Now what if our opponent chooses a strategy that is close to but not quite the Nash equilibrium? How much of a point gain can we expect by using the optimal strategy?
Here is the surface for \(g(R,P)\) if our opponent chooses \((R’,P’)=\left(\frac{1}{3}+0.01,\frac{1}{6}-0.01\right)\):
The slope of the response surface is much less, as reflected by the fact that our opponent’s choice of R,P, and S is much closer to the Nash equilibrium. In this case, it turns out that choosing either rock or paper every time will give the optimal point gain, in this case an expected point gain of only 0.03 each time we play.
Of course choosing rock or paper every time would be something that our opponent, if not a mindless robot, would be able to easily capitalize on. What if instead we only slightly perturb our choice of \((R,P)\) away from the Nash equilibrium like our opponent did, but instead perturb it in the direction that gives us the maximum expected point gain?
The distance we move from \((R,P)=\left(\frac{1}{3},\frac{1}{6}\right)\) is the same as our opponent. He moved 0.01 in the R-direction, and -0.01 in the P-direction, for a total distance of \(\frac{\sqrt{2}}{100}\). We know that playing rock or paper every time will maximize our expected score, this corresponds to the line \(P+R=1\). The shortest path to this line is to move perpendicular to it, which is the vector direction \((1,1)\). So this means we should choose the point \((R,P)=\left(\frac{1}{3}+0.01,\frac{1}{6}+0.01\right)\). If we do so, our expected point gain each time we play the game is \(g(R,P)=0.0012\).
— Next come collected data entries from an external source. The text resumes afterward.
PR #595, opened 2022-11-29
Bug 1801960 - Widen the context-menu word regexp to include #.

asutherland:
As :saschanaz pointed out, the context-menu's "search for the substring" option is excluding the leading "#" for private symbols still, which is weird.

This fix naively just widens the regex.  I imagine there could be regressions for this and it could make sense for this JS to instead understand the difference between:
- The user clicking on a symbol for which we can know the exact symbol string to use.
- The user clicking on random text which is not marked up as a symbol and for which we should use a regex heuristic.
- The user selecting a region of text and then clicking on it with the intent to potentially provide our context menu to search for that string, but where we will currently erase the user's own selection.

### DIFF
--- a/static/js/context-menu.js
+++ b/static/js/context-menu.js
@@ -259,7 +259,13 @@ function getTargetWord() {
 
   function isWordChar(character) {
     // TODO: this could be more non-ascii friendly.
-    return /[A-Z0-9_]/i.test(character);
+    //
+    // Notable Changes:
+    // - We have added "#" to deal with JS private symbols.  This will widen
+    //   C preprocessor directives to include the leading #, which makes sense.
+    //   This will also impact use of the "stringizing operator" for macros,
+    //   where it won't be what we want.
+    return /[#A-Z0-9_]/i.test(character);
   }
 
   if (offset < string.length && !isWordChar(string[offset])) {


static/js/context-menu.js
```diff
@@ -259,7 +259,13 @@ function getTargetWord() {
...
   function isWordChar(character) {
     // TODO: this could be more non-ascii friendly.
-    return /[A-Z0-9_]/i.test(character);
+    //
+    // Notable Changes:
+    // - We have added "#" to deal with JS private symbols.  This will widen
+    //   C preprocessor directives to include the leading #, which makes sense.
+    //   This will also impact use of the "stringizing operator" for macros,
+    //   where it won't be what we want.
+    return /[#A-Z0-9_]/i.test(character);
```
emilio, line 268: This is probably fine. We could perhaps add some extra logic to consider `#` only at the beginning of the word, but that's probably not worth it, I don't think macro-pasting operators are common enough to warrant that.

emilio (approved):

static/js/context-menu.js
asutherland: Agreed that specializing for the start of the word could make sense.  There's probably a lot more we could do for the text selection here.  (Ideally by adding tests.  This specific logic is thankfully a case where we could unit test in node.js/deno without too much trouble.)

One interesting possibility with [the proposed enhancement to use tree-sitter as a tokenizer](https://bugzilla.mozilla.org/show_bug.cgi?id=1796870) would be that it presumably would have a much better idea of what are language-appropriate tokens, so in many cases we might be able to just rely on the syntax highlighting spans more.

PR #599, opened 2023-01-10
Set JS icon for mjs files

nchevobbe:
I didn't actually test this, but I think this should work


asutherland:
Yeah, this should fix this for the "search" endpoint.  And it looks like [I already made the CSS change for the "query" endpoint when adding icon support to the "query" rendering](https://github.com/mozsearch/mozsearch/blob/4be27ac6b6d726b11098beea338661366acad853/static/css/icons.css#L204-L206) so we should be good.  Thanks!

PR #600, opened 2023-01-13
Bug 1809987 - Update CSS icon font and replace use of inline SVG.

asutherland:


asutherland:
I've landed this eagerly in order to try and get eyes/opinions on this for Friday which seems like the best-case trade-off between potential disruption and getting feedback.  Please see [the bug](https://bugzilla.mozilla.org/show_bug.cgi?id=1809987) and the comments in the commit for any context.

asutherland:
There was a minor regression in the context menu due to it surprisingly using icons and the context-menu unfortunately being something we don't have test coverage for because it's a runtime JS thing.  I rolled back to the spare and killed the buggy web-server, although I also could have patched the `context-menu.js` logic to mitigate but think it's better to defer anyone seeing any UX changes until tomorrow's utc10 run when I'll be awake again.  I've already landed the minor fix as part of https://github.com/mozsearch/mozsearch/pull/601 (which is more extensive than just the `context-menu.js` changes and does require a full run).

PR #603, opened 2023-01-17
Move from ANALYSIS_DATA to SYM_INFO

asutherland:


asutherland:
This is up on dev.searchfox.org and I believe I've validated that feature parity is maintained.  (In particular, I made a bunch of fixes/cleanups in response to the more extensive set of permutations that the real mozilla-central gives us.)

The main change in behavior is that for IDL symbols we are more thorough in how we handle the "binding slots" and so we end up with a bunch more context menu options because we are able to see and offer both "go to def" and "go to decl".  Note that "Go to decl" is also new and, somewhat ironically as I just announce the new settings functionality, I'm not providing a setting to disable "go to decl" at this time.  I'm certainly not opposed to adding the setting if people find it jarring.  Also, we actually do spell out "declaration", and I'd be fine with shortening that, etc.

I'm going to re-trigger config1 immediately as I did terminate the utc22 indexer knowing I'd get to this.  I will manually validate config1 after it comes online before I go to bed.

PR #612, opened 2023-02-09
[WIP] Bug 1799579 - Handle OverloadExpr in MozSearchIndexer

HighCommander4:
Posting a WIP patch for [bug 1799579](https://bugzilla.mozilla.org/show_bug.cgi?id=1799579).

The patch partially fixes the bug, in that the call to `Project` is now clickable and offers the menu item "Search for function `Foo::Project`", but it does not yet offer the menu item "Go to definition of `Foo::Project`", which we'd like as well.

I will continue investigating why it doesn't offer that second menu item, but in the meantime I wanted to post what I have.

---

Also, a note on why I didn't use the `AutoTemplateContext` machinery:

While `OverloadExpr` is (usually, and in this testcase in particular) dependent, it's a bit different from `CXXDependentScopeMemberExpr` in that candidate declarations being referenced are available, and it's only the selection among the candidates that's deferred until instantiation (whereas, with `CXXDependentScopeMemberExpr`, candidate declarations are not available prior to instantiation because the scope in which name lookup would have to be performed to find the candidates is itself not available).

As a result, we can provide heuristic results for `OverloadExpr` without looking at instantiations (namely, just provide all the candidates), and I think this is useful enough for a first pass.

I think there's an opportunity to _improve_ the results by using the `AutoTemplateContext` machinery to discover which candidates are actually used by instantiations and potentially narrow the results that way, but I'm proposing to defer that to a future improvement.

(I should definitely expand the testcase to include a scenario with multiple overloads to illustrate the behaviour, I will do that in an upcoming revision of this patch.)

### DIFF
--- a/clang-plugin/MozsearchIndexer.cpp
+++ b/clang-plugin/MozsearchIndexer.cpp
@@ -1980,6 +1980,26 @@ public:
     return true;
   }
 
+  bool VisitOverloadExpr(OverloadExpr *E) {
+    SourceLocation Loc = E->getExprLoc();
+    normalizeLocation(&Loc);
+    if (!isInterestingLocation(Loc)) {
+      return true;
+    }
+
+    for (auto *Candidate : E->decls()) {
+      if (TemplateDecl *TD = dyn_cast<TemplateDecl>(Candidate)) {
+        Candidate = TD->getTemplatedDecl();
+      }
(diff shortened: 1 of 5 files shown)


HighCommander4:
(Apologies, posted under wrong account. Correct PR at https://github.com/mozsearch/mozsearch/pull/613.)

PR #615, opened 2023-03-11
Update ipdl_parser to latest

staktrace:
This picks up a new (forked) version of lalrpop
to get rid of the build warnings.


emilio (approved):
Yeah I kinda didn't want to use s fork but given there's no progress on lalrpop to fix the warning is rather annoying... Let's do this, thanks!

PR #626, opened 2023-04-21
rust: Prefer scip index if available.

emilio:
With the latest mozilla-config and scip changes, this gives me a working mozilla-central index.

There are some regressions that I noticed that might be worth addressing first:

 * No stdlib symbols: If you have `use std::io::Write;`, clicking `Write` won't find all references to it. Not super-surprising given we have a bunch of extra code to deal with the rust stdlib in save analysis, but maybe we can do something about it.

 * No module definitions: If you have `mod foo;`, clicking `foo` won't show the "Go to definition" button to get you to the file.

 * #[no_mangle] functions keep the rust-module-namespaced symbol names. I'm not sure how easy to address is this without upstream fixes, we'll see.

Other than that, it seems to be working, and maybe we can even enable it by default if those regressions get worked on or if we consider they're not such a huge deal.

### DIFF
--- a/scripts/rust-analyze.sh
+++ b/scripts/rust-analyze.sh
@@ -34,12 +34,11 @@ GENERATED_SRC=$4
 SF_ANALYSIS_OUT=$5
 
 if [ -d "$RUST_ANALYSIS_IN" ]; then
-  INPUTS="$(find $RUST_ANALYSIS_IN -type d -name save-analysis)"
-  SCIP_FLAGS=""
+  INPUTS="$(find $RUST_ANALYSIS_IN -type f -name rust.scip)"
+  SCIP_FLAGS="--scip --scip-prefix $RUST_ANALYSIS_IN"
   if [ "x$INPUTS" = "x" ]; then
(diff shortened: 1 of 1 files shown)


emilio:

My next question is then, how many games do we have to play in order to have, say, a 95% confidence that our score will be greater than our opponent? Remember that what we calculated above is the expected gain, which is kind of like taking a series of many, many games and taking the average. The outcome of any 1 game is random, but after many games we expect to pull ahead slightly. However I’m really rusty on this kind of math and I don’t remember how to do it. I’ll have to review a bit.